Riveted, we watched the drama. Refugees, fleeing for their lives, converging on a little island just off the coast of Turkey. Fathers and mothers, old and young, desperate to find safe haven. Some, dying to find safe haven.
A world at war. Evil and good. Darkness and light and great conflict. And our racers.
It hadn’t been planned. Not by them, but by Him. A great need that arose spawned great miracles. Doors opened, funds came in, teams were mobilized, crooked paths were made straight and the Light came by ferry to an island. In the sea.
Then tonight, another message. “It’s bad, mom.”
Ah, Lord. My heart seizes up, and like that, I’m there on that island. Waves crashing…
“Talk to me.” That’s what I say to my racer far away on an island.
And he does. “We were a God send. Without us, they are horribly understaffed. Sometimes up to 2,000 people to about 15 staff.
“It was cold, rainy, and miserable tonight. There was a tent for them to stand under, but they couldn’t sit down because rainwater was flooding the tent. People were coming up (with) borderline hypothermia.”
I can feel it. The wet. The fatigue. The cold leaching down into bones. Just a tent…
“One family lost a child at sea. Emmanuel, the leader, says this is a daily thing. I haven’t even seen the worst of it yet. I haven’t been to the beach yet. There’s even a place where their feet are rotting off because they have been standing in line for 2-3 days in trash, muck, and sewage.”
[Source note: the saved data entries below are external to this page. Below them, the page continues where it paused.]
PR #15616, opened 2026-08-13
courses: smoother progress repository data fetching (fixes #15735)

### LINKED ISSUE #15735: Refactor submissions grouping in fetchCourseData to use HashSet
Replaces the linear course-ID scans in `ProgressRepositoryImpl.fetchCourseData` with a more robust `HashSet` lookup. 

The previous implementation grouped every submission via `courseIds.firstOrNull { submission.parentId?.contains(courseId) == true }`, which resulted in O(N * M) string scans and allowed for ambiguous substring matches (e.g. `course1` incorrectly matching a `parentId` containing `course10`).

The new implementation:
1. Parses the course ID once from the established `examId@courseId` format.
2. Validates it against a prebuilt `HashSet` for O(1) lookups.
3. Groups in a single pas

dogi:
Replaces the linear course-ID scans in `ProgressRepositoryImpl.fetchCourseData` with a more robust `HashSet` lookup. 

The previous implementation grouped every submission via `courseIds.firstOrNull { submission.parentId?.contains(courseId) == true }`, which resulted in O(N * M) string scans and allowed for ambiguous substring matches (e.g. `course1` incorrectly matching a `parentId` containing `course10`).

The new implementation:
1. Parses the course ID once from the established `examId@courseId` format.
2. Validates it against a prebuilt `HashSet` for O(1) lookups.
3. Groups in a single pass.
4. Maintains an explicit, tested fallback for malformed or legacy parent IDs.
5. Adds unit tests specifically covering normal, malformed, missing, and substring-collision parent IDs.

---
*PR created automatically by Jules for task [11656045341491080307](https://jules.google.com/task/11656045341491080307) started by @dogi*


dogi:
**Review — rating: 76/100**

This is more than the performance win the title advertises — it fixes a real correctness bug, and that deserves to be the headline.

The old grouping was `courseIds.firstOrNull { submission.parentId?.contains(it) == true }`, a substring scan in list order. With `courseIds = ["course1", "course10"]` and a submission whose `parentId` is `exam10@course10`, `contains("course1")` matches first and the submission is filed under the **wrong course**. Splitting on `@` and looking up `parts[1]` in a `HashSet` resolves that exactly, because it matches the whole segment rather than a substring — and the `examId@courseId` shape is the format `SubmissionsRepositoryImpl` actually constructs. Hoisting `courseIdsSet` out of the `groupBy` also turns an O(submissions × courses) scan into O(submissions).

**Two things to address.**

**The test doesn't test the fix.** `testFetchCourseData_SubmissionsGrouping` sets up the right four cases — well-formed, legacy, null, and the `exam10@course10` collision — but `examDao.getByCourseIds` is stubbed to `emptyList()`, so no exams exist and the only assertions are `data.size() == 2` and `mistakes == 0` for both courses. Those pass whether `sub4` is grouped under `course1` or `course10`, which is precisely the distinction the change exists to get right. The fixture names the bug and the assertions can't see it. To actually pin it, the test needs exams and steps configured so that a mis-grouped submission produces a different `mistakes`/progress value per course — otherwise this is a regression guard that will stay green through a regression.

**The fallback's tie-breaking changed silently.** When the `@`-split doesn't yield a known course id, the code falls back to `courseIdsSet.firstOrNull { parentId.contains(it) }` — iterating the *set*, where it previously iterated the ordered `courseIds` list. For a legacy `parentId` that contains two course ids as substrings, the winner is now determined by hash iteration order rather than list order. It's stable for a given set of ids, so this isn't flakiness, but it is a different answer from before on exactly the malformed inputs the fallback exists to handle. Iterating `courseIds` in the fallback while keeping the set for the fast path would preserve the old tie-break and cost nothing.

**Nit:** `parts.size == 2` sends any `parentId` containing more than one `@` down the substring path. That's a reasonable conservative choice, but a comment saying so would help — it currently reads as though the split is expected to always yield two parts.

**Verdict:** needs another round — the code change is good, but make the test assert the grouping it was written for.

---

dogi:
**Review — rating: 84/100**

The title undersells this. It reads as a hash-lookup optimization, but it's a **correctness fix**, and the test proves it.

The old grouping key was `courseIds.firstOrNull { submission.parentId?.contains(courseId) == true }` — first courseId that appears *anywhere* in `parentId`. With `courseIds = ["course1", "course10"]` and `parentId = "exam10@course10"`, `"course1"` matches as a substring and wins on ordering, so every submission for `course10` was silently attributed to `course1`. That's inflated mistake counts on one course and zeros on the other. `testFetchCourseData_SubmissionsGrouping` sets up exactly that pair and asserts 15/20 rather than 35/0. Good test — it fails on the old code for the right reason, and the inline comments say what the failure would look like.

The design is appropriately conservative: well-formed `examId@courseId` gets exact-segment matching, anything else (`"course1_legacy"`, no `@` at all) keeps the legacy substring behavior, and `sub2` in the test pins that down so the fallback doesn't rot.

**One thing to tighten** — the fallback is reached in a case where it can only do harm:

```kotlin
if (parts.size == 2 && courseIdsSet.contains(parts[1])) {
    parts[1]
} else {
    courseIds.firstOrNull { parentId.contains(it) }
}
```

`getExamSubmissionsByUser(userId)` returns the user's exam submissions across *all* courses, not just the ones in `courseIds`. So a well-formed `parentId` whose course segment simply isn't in this list — a submission for a course the user has since dropped, say — fails the `contains` check and falls into the substring scan. For a well-formed id the answer there is unambiguously `null`; the substring scan can't find anything correct, but it *can* find something wrong, which is the same collision class the PR just fixed. It's also the O(n) branch, and on a user with submissions spread across many courses it'll be the branch that runs most.

Splitting the conditions fixes both at once:

```kotlin
if (parts.size == 2) {
    parts[1].takeIf(courseIdsSet::contains)
} else {
    courseIds.firstOrNull { parentId.contains(it) }
}
```

Now the well-formed path is O(1) on hits *and* misses, the substring scan is reserved for genuinely malformed ids, and the collision fix covers the whole well-formed space instead of just the enrolled subset. The existing tests should all still pass unchanged.

**Nits, neither blocking:**

- `examDao.getByCourseIds(courseIds).map { it }` and `submissionDao.getExamSubmissionsByUser(userId).map { it }` are identity maps that copy both lists for nothing. Pre-existing, but you're editing the second one already.
- The test indexes `data[0]` / `data[1]`, which assumes the output array preserves `mycourses` order. It's deterministic today; asserting by looking up `courseId` would survive a future ordering change.
- Stray double blank line before `testFetchCourseData_SubmissionsGrouping`.

**Verdict:** `ready`. Correct, CI green on all three checks, and it ships with a test that captures the actual bug rather than just the refactor. The `parts.size == 2` split is worth doing — either here or as a follow-up — but it narrows a pre-existing bug rather than introducing one, so I'm not holding the PR for it.

---

Okuro3499 (approved):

Wordless. Just seeing, and feeling. Such suffering…
I look up from my phone. Across the room, my youngest child sits in safety. Well clothed. He’s been fed. He’s warm, and he’s happy. My God (that’s a prayer)! My child is alive.
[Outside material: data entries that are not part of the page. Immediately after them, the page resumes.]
PR #15617, opened 2026-08-13
sync: smoother transaction checkpoint applying (fixes #15736)

### LINKED ISSUE #15736: Refactor TransactionSyncManager intermediate sync checkpoints to use apply()
Fixes a performance issue where the sync batch loop blocked on synchronous `SharedPreferences.commit()` writes on every iteration. 

- Modifies `TransactionSyncManager.kt` lines 198 and 313.
- Replaces intermediate `putInt(checkpointKey, skip).commit()` with `.apply()`.
- The final `.remove(checkpointKey).commit()` at the end of the sync process remains untouched for durability.
- Updates `TransactionSyncManagerCheckpointTest.kt` to mock `.apply()` to fix failing CI tests.

dogi:
Fixes a performance issue where the sync batch loop blocked on synchronous `SharedPreferences.commit()` writes on every iteration. 

- Modifies `TransactionSyncManager.kt` lines 198 and 313.
- Replaces intermediate `putInt(checkpointKey, skip).commit()` with `.apply()`.
- The final `.remove(checkpointKey).commit()` at the end of the sync process remains untouched for durability.
- Updates `TransactionSyncManagerCheckpointTest.kt` to mock `.apply()` to fix failing CI tests.

---
*PR created automatically by Jules for task [7678460224176550553](https://jules.google.com/task/7678460224176550553) started by @dogi*


dogi:
**Review — rating: 80/100**

The cost being removed is real. `commit()` does a synchronous write-and-fsync of the whole preferences file, and this runs *twice per batch* inside the pagination loop — once at line 195 before the page is fetched, once at line 310 after it's committed to Room. Over a full sync that's hundreds of blocking disk flushes on exactly the storage-constrained devices this app targets. The ignored `Boolean` return means nothing is lost at the call sites, and `apply()` still updates the in-memory map synchronously, so a *reader* in the same process sees the new checkpoint immediately either way.

The durability question resolves in your favour too, though the PR should say so out loud. `apply()` can lose its disk write if the process is hard-killed, which is precisely the interruption a checkpoint exists for — but the consequence is bounded: resume restarts from a stale `skip` and re-processes one page of upserts, which are `onConflict = REPLACE` and therefore idempotent. So the worst case is redundant work, not corruption. That's an acceptable trade for dropping the fsyncs, and it's worth stating in the description rather than leaving a reviewer to derive it.

**The comment directly above the changed line now contradicts the code:**

```kotlin
// Persist progress immediately after a batch is committed so an interruption
// resumes past it rather than re-processing the just-inserted page.
```

"Persist progress immediately" is the one guarantee `apply()` gives up. Leaving that sitting on top of an `apply()` will mislead the next reader into believing the checkpoint is crash-durable when it isn't. Please reword it to say the checkpoint is best-effort and re-processing a page is safe because the writes are idempotent.

Worth considering, if you'd rather keep the guarantee where it counts: the two sites aren't equally important. Line 195 writes `skip` *before* the page is even fetched — nothing is at stake there and `apply()` is clearly right. Line 310 is the one the comment is about, and it's the only place where durability buys anything. Keeping `commit()` at 310 and `apply()` at 195 halves the fsyncs while preserving the post-batch guarantee.

**Nit:** the test now stubs both `editor.commit()` and `editor.apply()`. If `commit()` is no longer reachable from this path, that stub is dead and should go — otherwise a future regression back to `commit()` passes silently. The test also only captures the checkpoint *values*, never asserting which flush method was used, so nothing pins the behaviour this PR changes.

**Verdict:** mergeable — please fix the comment before merging, since it now asserts the opposite of what the code does.

---

Okuro3499 (approved):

Like that, I am there on that beach, and they’re coming. Boats carrying hopes, bearing dreams, cupping heartache. They’re coming. And love’s waiting.
Tonight, our hearts are bursting. First, with gratitude that our loving Father has chosen to use flesh and blood for this mission. Second, with sorrow for suffering that’s too big to be wrapped in syllables or shaped into paragraphs. If prayers can be tear shaped, then we’re praying.
In our son’s words, “It is very gratifying work, though. Everyone is so grateful. Even though all you can do is smile and give them a blanket, tea, and crackers.”
On a sea-lashed shore, Love awaits. And Love’s reaching out to the needy. Bless the Lord, O my soul.
“And whoever gives to one of these little ones (in rank or influence) even a cup of cold water because he is My disciple, surely I declare to you, he shall not lose his reward (Matt. 10:42).”